• _How to complete this task_
Although the data below holds other lines too, output only those from the line with "PR #956, opened 2022-02-10" up to and including the line with "A generic Fortran", exactly as they appear.

• _Given records_
☆ ☆ ☆ ☆ ☆ ☆ ☆

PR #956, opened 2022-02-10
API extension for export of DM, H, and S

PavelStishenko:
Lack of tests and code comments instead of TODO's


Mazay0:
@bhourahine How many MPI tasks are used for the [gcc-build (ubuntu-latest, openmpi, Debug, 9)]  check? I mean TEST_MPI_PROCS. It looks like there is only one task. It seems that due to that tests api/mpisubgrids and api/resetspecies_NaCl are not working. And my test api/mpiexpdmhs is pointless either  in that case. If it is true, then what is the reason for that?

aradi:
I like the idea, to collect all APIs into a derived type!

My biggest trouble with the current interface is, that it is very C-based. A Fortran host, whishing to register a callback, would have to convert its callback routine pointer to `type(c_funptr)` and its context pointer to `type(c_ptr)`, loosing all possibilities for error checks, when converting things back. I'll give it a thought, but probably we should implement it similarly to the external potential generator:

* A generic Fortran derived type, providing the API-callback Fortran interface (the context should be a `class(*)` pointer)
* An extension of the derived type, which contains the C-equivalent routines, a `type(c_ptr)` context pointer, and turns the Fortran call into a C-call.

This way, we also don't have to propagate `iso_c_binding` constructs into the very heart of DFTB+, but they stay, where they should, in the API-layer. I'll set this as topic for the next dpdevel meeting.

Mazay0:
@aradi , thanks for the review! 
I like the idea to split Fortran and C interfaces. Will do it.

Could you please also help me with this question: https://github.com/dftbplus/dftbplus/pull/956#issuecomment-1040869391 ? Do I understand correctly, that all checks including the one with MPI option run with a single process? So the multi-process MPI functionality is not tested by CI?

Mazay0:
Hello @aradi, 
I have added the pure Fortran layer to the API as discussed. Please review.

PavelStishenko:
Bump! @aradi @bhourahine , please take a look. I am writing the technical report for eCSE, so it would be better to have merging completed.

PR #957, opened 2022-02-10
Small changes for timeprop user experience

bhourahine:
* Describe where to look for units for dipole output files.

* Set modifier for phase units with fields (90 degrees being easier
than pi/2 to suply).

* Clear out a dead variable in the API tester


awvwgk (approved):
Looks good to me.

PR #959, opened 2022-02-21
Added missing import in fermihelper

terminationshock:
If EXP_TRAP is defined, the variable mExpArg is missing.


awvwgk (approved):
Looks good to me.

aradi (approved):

☆ ☆ ☆ ☆ ☆ ☆ ☆

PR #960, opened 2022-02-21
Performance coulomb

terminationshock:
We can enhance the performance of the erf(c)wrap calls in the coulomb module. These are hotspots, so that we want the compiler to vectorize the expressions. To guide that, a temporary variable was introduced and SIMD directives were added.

☆ ☆ ☆ ☆ ☆ ☆ ☆

• _Written solution_
PR #956, opened 2022-02-10
API extension for export of DM, H, and S

PavelStishenko:
Lack of tests and code comments instead of TODO's


Mazay0:
@bhourahine How many MPI tasks are used for the [gcc-build (ubuntu-latest, openmpi, Debug, 9)]  check? I mean TEST_MPI_PROCS. It looks like there is only one task. It seems that due to that tests api/mpisubgrids and api/resetspecies_NaCl are not working. And my test api/mpiexpdmhs is pointless either  in that case. If it is true, then what is the reason for that?

aradi:
I like the idea, to collect all APIs into a derived type!

My biggest trouble with the current interface is, that it is very C-based. A Fortran host, whishing to register a callback, would have to convert its callback routine pointer to `type(c_funptr)` and its context pointer to `type(c_ptr)`, loosing all possibilities for error checks, when converting things back. I'll give it a thought, but probably we should implement it similarly to the external potential generator:

* A generic Fortran derived type, providing the API-callback Fortran interface (the context should be a `class(*)` pointer)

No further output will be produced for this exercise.